To begin with, there must not be any fear that blockchain threatens the accountant’s role. ‘It is a common presumption that new technologies eliminate jobs. But blockchain creates opportunities for myriad accountancy activities,’ Meera argues.
‘Accounts management software that incorporates blockchain will provide more efficiency, optimisation, record permanence and transparency, freeing up firms to build their advisory services or other specialities.’
It will help, she adds, if employers make it clear to employees that blockchain can allow accountants additional time to do more value-added work and enhance their strategic decision-making functions.
Andy Roy Sian points out that an organisation’s acquisition of digital capabilities is not decided by the technology team alone. It is the collective call of the leadership, and the accountants, as gatekeepers of the funds, to have a say in the matter.
‘Without adequate understanding and appreciation of the subject, accountants may end up standing in the way of the successful execution of their organisations’ digital business transformation agenda,’ he says.
Learn and relearn
Gan says it is crucial for accountants to understand the technology and how it will shape the profession and audits.

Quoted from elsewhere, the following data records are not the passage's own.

PR #1604, opened 2019-11-03
Darken progress blue in dark themes

Feichtmeier:
- $selected_bg_color darkens by 8% in the dark theme
- $progress_bg_color didn't, thus being a bit too bright in the dark themes
- darkening it also by 4% fixes this

Result is a slightly darker blue in the dark theme
image
Comparison to the light theme:
image

@clobrano and/or @madsrh and/or @ubuntujaggers please see if you like this

### DIFF
--- a/gnome-shell/src/gnome-shell-sass/_common.scss
+++ b/gnome-shell/src/gnome-shell-sass/_common.scss
@@ -140,8 +140,8 @@ StScrollBar {
   -barlevel-height: 0.2em;
   -barlevel-background-color: transparentize($fg_color, 0.9);; //background of the trough
   -barlevel-border-color: $borders_color; //trough border color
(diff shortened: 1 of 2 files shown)


clobrano:
If the difference is the one in "pick", is barely noticeable. How are you sure this fixed it?

Feichtmeier:
Yeah we could definetly darken it more.
Currently it's darkened by 4% because I thought this is how selected_bg_color does it.
Bu maybe that's not enough for that bright blue. I try more

Feichtmeier:
@clobrano updated the PR description with new pictures: now it's darkened by 8% in shell and gtk instead of 4% - what do you think?

clobrano:
LGTM :+1:

PR #1609, opened 2019-11-05
Add symlinks for remmina - needs testing

### LINKED ISSUE #1329: Small Remmina icon issues
edit: 
working now ~~1) the full color icon is not being used in disco because it now uses the new gnome icon name convention of Icon=org.remmina.Remmina~~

For example, blockchain can present certain risks that revolve around system interoperability, auditability, control and collusion, data management and governance. Its transparency and accessibility can also change record-keeping and assurance practices.
‘Accountants need to be ready for all the possibilities that come with the implementation of this technology. It will definitely transform the landscape, as well as the job responsibilities. In short, the key is to learn, unlearn and relearn,’ Gan adds.